For some reason Conner likes to get the zoomies in hotel rooms. There's nothing like a 70 pound dog running circles on the beds.

If it really concerns you, this is something you could try. Work really hard to get her a strong recall. Then when you see her starting to get the zoomies, call her to you. If she doesn't respond, correct her with whatever correction you feel appropriate for ignoring your command (that will depend on what you are comfortable with and what works for your dog - for me my usual correction for failure to come is to put both hands in his collar and give a bounce towards me _with lots of praise_). That way she is not being corrected for zooming (which she would have no reason to know she shouldn't do it so it wouldn't be fair to correct her for it) and instead correct her for a command she should know to obey.


----------



## Daisy and Rita (Aug 31, 2009)

Thank you all for taking the time to reply 

From day one I had only ever walked her on a short lead and her 16ft lead for small local fields which didn't really give her the freedom of running at her own will.

I have now bought a new training lead - 80ft long, and have just started to take her to our local dog friendly park 10mins drive up the road with enormous safe fields.

The main purpose was to practise the recall with her, but also to allow her to run off all that energy at her own pace.

With this new lease of freedom, she actually had a couple of those crazy moments for the very first time whilst out!! and it was wonderful to see her galloping along on the very soft wet spongy grass, ears flapping in the wind with no harm in her way and lots of freedom 

I've now totally changed her walk/run routine so as not to over work her - now it's a short walk around our housing estate for training to heal, then her main run late afternoon with the new 80ft lead.
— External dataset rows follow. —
PR #2215, opened 2021-09-02
Add tracking to the travel advice pages

andysellick:

- uses the new feature of the track click script to track link clicks only inside the grey callout box (the second callout box on the page)
- this is inside govspeak content so we can't directly apply tracking to it, hence the new feature of the track click script to limit tracking to a specific element

Trello card: https://trello.com/c/JREgQ2iv/579-spike-into-tracking-enhancements

### DIFF
--- a/app/views/content_items/travel_advice.html.erb
+++ b/app/views/content_items/travel_advice.html.erb
@@ -52,11 +52,17 @@
       <%= render 'shared/travel_advice_summary', content_item: @content_item %>
     <% end %>
 
-    <%= render 'govuk_publishing_components/components/govspeak', {
-      direction: page_text_direction,
-    } do %>
-      <%= raw(@content_item.current_part_body) %>
-    <% end %>
+    <div data-module="gem-track-click"
+      data-track-category="SummaryTravelAdviceWarning"
+      data-track-action="callOutBoxClicked"
+      data-track-links-only
+      data-limit-to-element-class="call-to-action">
+      <%= render 'govuk_publishing_components/components/govspeak', {
+        direction: page_text_direction,
+      } do %>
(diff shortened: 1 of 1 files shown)


andysellick:
@leenagupte you're right, this tracking wraps the majority of the page content and not only the grey box (the thing we want to track). 

This is why I've added a feature to the track clicking script `data-limit-to-element-class`, which enables the tracking to be targeted to (links in) a specific element only. This PR will fire tracking events only when links in the `.call-to-action` box are clicked.

leenagupte:
> @leenagupte you're right, this tracking wraps the majority of the page content and not only the grey box (the thing we want to track).
> 
> This is why I've added a feature to the track clicking script `data-limit-to-element-class`, which enables the tracking to be targeted to (links in) a specific element only. This PR will fire tracking events only when links in the `.call-to-action` box are clicked.

Ah, OK, so it's looking for `<div class="call-to-action">` within `current_part_body` and just adds the tracking to that bit?

andysellick:
> Ah, OK, so it's looking for `<div class="call-to-action">` within `current_part_body` and just adds the tracking to that bit?
> On the off-chance that the name of the div changes, I think this tracking will stop working unexpectedly. Is there anyway to mitigate that?

Correct. And yes, if the class name of the box changes then the tracking will stop working, so it's not ideal, but it's the only way to put tracking into this area. However, the class name is a govspeak class, which is very unlikely to change - we don't often make changes to govspeak like that. And if the tracking does stop working and it's still required, I'm sure the PA community will notice.

leenagupte (approved):
Thanks for the explanations 💯 
I've tested this locally, and it LGTM 👍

I still can't really allow the crazy time in the house, it's just not big enough, but hopefully she will now always have them whilst galloping about in the fields. It really is wonderful to see her enjoying this freedom now  I'll take the camera one day and add a few new pics to my album.


----------



## Jax's Mom (Oct 16, 2009)

Daisy and Rita...forgive me for getting off topic, but where did you get the 80 foot lead? I would love to get this for my pups when we go to the park.


----------



## Daisy and Rita (Aug 31, 2009)

Hi, sorry for the delay.

I bought the 80ft training lead off Ebay  I found various lengths from 30ft upto 100ft, and I have to say it's wonderful to see her gallop along on the soft spongy grass and letting off all that exitement.

It's also ideal for practicing re-call at a distance. Best item I have bought for a long time lol 

I will mention these leads on the other forums, I'm sure many others will also find them really useful.


----------